Items from a dataset:

PR #194, opened 2022-10-15
Add a command to initialize a default config

aedrax:
I've had a few people mention how it would be convenient if there were a built-in way to initialize a `.scuba.yml` for them to modify. I thought the change would be simple enough. Feel free to close if you feel it isn't necessary, no worries!

### DIFF
--- a/scuba/__main__.py
+++ b/scuba/__main__.py
@@ -49,6 +49,8 @@ def parse_scuba_args(argv):
     ap.add_argument('-d', '--docker-arg', dest='docker_args', action='append',
             type=lambda x: shlex.split(x), default=[],
             help="Pass additional arguments to 'docker run'")
+    ap.add_argument('-i', '--init', dest='init', action='store_true',
+            help="Initialize a new .scuba.yml in the current directory")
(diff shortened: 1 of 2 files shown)


JonathonReinhart:
Hey @aedrax, thanks for this and your other contributions to Scuba!

I've mulled over this a few times and I've decided to reject it. There's just no way there could ever be consensus on what the right fields are to include in this template.

- For the simplest use cases of Scuba, what this PR introduces is too complicated.
  - `shell` should rarely be used
  - `entrypoint` is rarely necessary
- It assumes the use of CMake, which alienates users of other build systems.
- It's debatably incorrect:
  - One can invoke `scuba` from any subdirectory of your project top-level directory (where `.scuba.yml`) lives. Yet, the `build` alias in this default creates a `build/` directory in the current dir. A safe implementation would use `$SCUBA_ROOT/build`.

We could attempt to fix these things, but I just don't see this being useful enough for the majority of users. Especially since configuring scuba isn't that complicated, in my opinion. IMHO this encourages the copy/paste/hack approach to configuration as opposed to deliberate decision-making.

I could be swayed, but there's insufficient justification for now.

PR #201, opened 2023-02-20
Create host paths for volumes before starting Docker

### LINKED ISSUE #195: volumes configuration defaults to root ownership if the file or directory at hostpath does not exist
Scuba's `volumes` configuration utilizes Docker's [bind-mount](https://docs.docker.com/storage/bind-mounts/) `--volume` feature which automatically creates `hostpath` as a directory if it doesn't exist when starting the container. This creates ownership problems because the Docker daemon creates the directory at `hostpath` as `root`.

**Reproduction configuration**
``` yaml
image: debian:11
volumes:
  ${PWD}/missing: ${PWD}/missing
aliases:
  test:
    script:
      - ls -ld missing
      - touch missing/test
```

``` bash
$ #rm -rf ./missing
$ scuba test
drwxr-xr-x 2 root root 4096 Dec  6 13:09 missing
touch: cannot touch 'missing/test': Permission denied
```

**Expected Behavior**
When starting a container with bind-mount volumes, Scuba should attempt to create a directory as the user when bind-mounting a non-existent `hostpath`.
1. If Scuba can create the directory without `root` it's **always** better, as both the current user and root will have access to the directory at `hostpath`.
2. If Scuba can't create the directory, then it's reasonable to fall back to Docker's default behavior without an error. Scuba should not modify file permissions at `hostpath`.

haboustak:
Docker creates host paths as root, which creates permission problems when volumes are within user-owned directories (like `$HOME`). If a host path doesn't exist, scuba duplicates Docker's behavior and attempts to create an empty directory at that location, but owned by the user that ran scuba.

Closes #195

### DIFF
--- a/scuba/scuba.py
+++ b/scuba/scuba.py
@@ -154,6 +154,30 @@ class ScubaDive:
             options = []
         self.volumes.append((hostpath, contpath, options))
 
+    def try_create_volumes(self):
+        '''Try to create non-existent host paths prior to docker run invocation
+
+        This only creates user-defined volumes from configuration. The scubadir
+        and the initial working directory either exist or are created as root by
+        Docker.
+        '''
+        # Cannot create local directories for a remote host
+        if self.is_remote_docker:
+            return
+
+        for vol in self.context.volumes.values():
+            if os.path.exists(vol.host_path):
+                continue
+
+            try:
+                # Create directories all the way to the target
+                os.makedirs(vol.host_path, exist_ok=True)
+            except PermissionError:
+                # Docker will create this path later as root
+                pass
+            except OSError as err:
+                raise ScubaError('Error creating volume host path: {}'.format(err)) from err
+
     def add_option(self, option):
         '''Add another option to the docker run invocation
         '''
--- a/tests/test_main.py
+++ b/tests/test_main.py
@@ -949,3 +949,83 @@ class TestMain:
         out, _ = self.run_scuba(['doit'])
         out = out.splitlines()
         assert out == ["from the alias"]
+
+    def test_volumes_host_path_create(self):
+        '''Missing host paths should be created before starting Docker'''
+
+        userdir = Path('./user')
+        testfile = userdir / 'test.txt'
+
+        with open('.scuba.yml', 'w') as f:
+            f.write('''
+                image: {image}
+                volumes:
+                  /userdir: {user_dir}
+                '''.format(image = DOCKER_IMAGE,
+                           user_dir = userdir.absolute(),
+                           ))
+
+        self.run_scuba(['touch', '/userdir/test.txt'])
+
+        assert testfile.exists(), "Test file was not created"
+
+        info = userdir.stat()
+        assert info.st_uid != 0, "Directory is owned by root"
+        assert info.st_gid != 0, "Directory group is root"
+
+    def test_volumes_host_path_permissions(self):
+        '''Host path permission errors should be ignored'''
+
+        rootdir = Path('./root')
+        userdir = rootdir / 'user'
+        testfile = userdir / 'test.txt'
+
+        rootdir.mkdir()
+
+        with open('.scuba.yml', 'w') as f:
+            f.write('''
+                image: {image}
+                volumes:
+                  /userdir: {user_dir}
+                aliases:
+                   doit:
+                      root: true
+                      script: "touch /userdir/test.txt"
+                '''.format(image = DOCKER_IMAGE,
+                           user_dir = userdir.absolute(),
+                           ))
+
+        try:
+            # Prevent current user from creating directory
+            rootdir.chmod(0o555)
+            self.run_scuba(['doit'])
+        finally:
+            # Restore permissions to allow deletion
+            rootdir.chmod(0o755)
+
+        assert testfile.exists(), "Test file was not created"
+
+        info = userdir.stat()
+        assert info.st_uid == 0, "Directory is owned by root"
+        assert info.st_gid == 0, "Directory group is root"
+
+    def test_volumes_host_path_failure(self):
+        '''Host path failures due to OS errors prevent Docker run'''
+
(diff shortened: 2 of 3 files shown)


JonathonReinhart:
Hey Mike, upon a quick look, this seems fine. Can you add a test?

haboustak:
Yes, I can look into tests.

I also plan to review and update the documentation, because although it's a minor change in behavior, I think it's worth noting. I was struggling to effectively elucidate "docker volume host path created as the non-root user", so I left it for later.

scuba/scuba.py
```diff
@@ -154,6 +154,26 @@ def add_volume(self, hostpath, contpath, options=None):
             options = []
         self.volumes.append((hostpath, contpath, options))
 
+    def try_create_volumes(self):
+        '''Try to create non-existent host paths prior to docker run invocation
```
JonathonReinhart, line 158: It might be worthwhile to note that this only creates *user-configured* volumes (either via command-line option of via `.scuba.yml`) and not any scuba-internal volumes/mounts.

scuba/scuba.py
```diff
@@ -154,6 +154,26 @@ def add_volume(self, hostpath, contpath, options=None):
...
+            if os.path.exists(vol.host_path):
+                continue
+
+            try:
+                # Create directories all the way to the target
+                os.makedirs(vol.host_path, exist_ok=True)
+            except PermissionError:
+                # Docker will create this path later as root
+                pass
+            except Exception as err:
```
JonathonReinhart, line 174: Can we limit this to, say, `OSError`? Anything else is a likely programming mistake and a backtrace is warranted.

tests/test_main.py
```diff
@@ -949,3 +950,83 @@ def test_volumes_alias_override(self):
...
+                image: {image}
+                volumes:
+                  /userdir: {user_dir}
+                '''.format(image = DOCKER_IMAGE,
+                           user_dir = userdir.absolute(),
+                           ))
+
+        self.run_scuba(['touch', '/userdir/test.txt'])
+
+        assert os.path.exists(testfile.absolute()), "Test file was not created"
```
JonathonReinhart, line 971: Take advantage of the fact that `testfile` is a `Path`:
```suggestion
        assert testfile.exists(), "Test file was not created"
```

tests/test_main.py
```diff
@@ -949,3 +950,83 @@ def test_volumes_alias_override(self):
...
+
+        info = os.stat(userdir)
```
JonathonReinhart, line 973: Take advantage of the fat that `userdir` is a `Path`:
```suggestion
        info = userdir.stat()
```

tests/test_main.py
```diff
@@ -949,3 +950,83 @@ def test_volumes_alias_override(self):
...
+                   doit:
+                      root: true
+                      script: "touch /userdir/test.txt"
+                '''.format(image = DOCKER_IMAGE,
+                           user_dir = userdir.absolute(),
+                           ))
+
+        try:
+            # Prevent current user from creating directory
+            os.chmod(rootdir.absolute(), 0o555)
```
JonathonReinhart, line 1001:
```suggestion
            rootdir.chmod(0o555)
```

tests/test_main.py
```diff
@@ -949,3 +950,83 @@ def test_volumes_alias_override(self):
...
+            self.run_scuba(['doit'])
+        finally:
+            # Restore permissions to allow deletion
+            os.chmod(rootdir.absolute(), 0o755)
```
JonathonReinhart, line 1005:
```suggestion
            rootdir.chmod(0o755)
```

tests/test_main.py
```diff
@@ -949,3 +950,83 @@ def test_volumes_alias_override(self):
...
+
+        assert os.path.exists(testfile.absolute()), "Test file was not created"
```
JonathonReinhart, line 1007:
```suggestion
        assert testfile.exists(), "Test file was not created"
```

tests/test_main.py
```diff
@@ -949,3 +950,83 @@ def test_volumes_alias_override(self):
...
+
+        info = os.stat(userdir)
```
JonathonReinhart, line 1009:
```suggestion
        info = userdir.stat()
```

JonathonReinhart (changes requested):
Thanks for the PR, Mike. Overall looks good, just a few nits, mostly regarding `Path` methods.

I see this is still marked `Draft`. Is there anything else you're planning to change?

JonathonReinhart:
> Yes, I can look into tests.
> 
> I also plan to review and update the documentation, because although it's a minor change in behavior, I think it's worth noting. I was struggling to effectively elucidate "docker volume host path created as the non-root user", so I left it for later.

Looking at [the docs](https://scuba.readthedocs.io/en/latest/configuration.html#conf-volumes), it's never even mentioned that a non-existent volume path will be created. Scuba tries to be transparent to the user, and the whole point is to create files as the invoking user. Thus, I would be very surprised if anyone was relying on the current behavior (where Docker creates a nonexistent volume as `root`).

Given that, I wouldn't worry too much about the docs. If you want to add the fact that volumes are created (at all) as the invoking user, please feel free. And this will of course be a Fixed entry in the change log.

haboustak:
> I see this is still marked `Draft`. Is there anything else you're planning to change?

I left it as draft because I haven't tested this updated version with my actual use case: mounting a non-existent  `GOCACHE` directory into the container.  I'll address the feedback so far, run some final manual tests, and it should be ready for merge.

haboustak:
Feedback applied, rebased, and ready for merge. I've also tested real-world builds and am happy with the results.

JonathonReinhart (approved):

JonathonReinhart:
Note: The tests for Python 3.5 and 3.6 failed because `actions/setup-python@v1` seems to have bumped their minimum to Python 3.7. Time for #202.

PR #207, opened 2023-03-08
Add type annotations

### LINKED ISSUE #204: Implement typing and mypy support

JonathonReinhart:
This adds [PEP 484](https://peps.python.org/pep-0484/) type annotations to all files in the `scuba/` package, and enables type checking in CI via [mypy](https://mypy.readthedocs.io/).

Fixes #204.

### DIFF
--- a/scuba/config.py
+++ b/scuba/config.py
@@ -1,12 +1,21 @@
-import collections
+from __future__ import annotations
+import dataclasses
 import os
-import yaml
 import re
 import shlex
+from typing import Any, List, Dict, Optional, TextIO, Tuple, Type, TypeVar, Union
+
+import yaml
+import yaml.nodes
 
 from .constants import *
 from .utils import *
 from .dockerutil import make_vol_opt
+
+CfgNode = Any
+CfgData = Dict[str, CfgNode]
+Environment = Dict[str, str]
+_T = TypeVar("_T")
 
 
 class ConfigError(Exception):
@@ -25,19 +34,17 @@ class OverrideMixin:
     and any object can be checked if it is an OverrideMixin using isinstance().
     """
 
-    pass
-
 
 class OverrideNone(OverrideMixin):
     """
     Represents a None value that also has Override behavior
     """
 
-    def __bool__(self):
+    def __bool__(self) -> bool:
         return False
 
 
-class OverrideList(collections.UserList, OverrideMixin):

About this exercise => Copy the records above exactly, please, but only from the first line through the line containing "is rarely necessary".

Problem solution =>
PR #194, opened 2022-10-15
Add a command to initialize a default config

aedrax:
I've had a few people mention how it would be convenient if there were a built-in way to initialize a `.scuba.yml` for them to modify. I thought the change would be simple enough. Feel free to close if you feel it isn't necessary, no worries!

### DIFF
--- a/scuba/__main__.py
+++ b/scuba/__main__.py
@@ -49,6 +49,8 @@ def parse_scuba_args(argv):
     ap.add_argument('-d', '--docker-arg', dest='docker_args', action='append',
             type=lambda x: shlex.split(x), default=[],
             help="Pass additional arguments to 'docker run'")
+    ap.add_argument('-i', '--init', dest='init', action='store_true',
+            help="Initialize a new .scuba.yml in the current directory")
(diff shortened: 1 of 2 files shown)


JonathonReinhart:
Hey @aedrax, thanks for this and your other contributions to Scuba!

I've mulled over this a few times and I've decided to reject it. There's just no way there could ever be consensus on what the right fields are to include in this template.

- For the simplest use cases of Scuba, what this PR introduces is too complicated.
  - `shell` should rarely be used
  - `entrypoint` is rarely necessary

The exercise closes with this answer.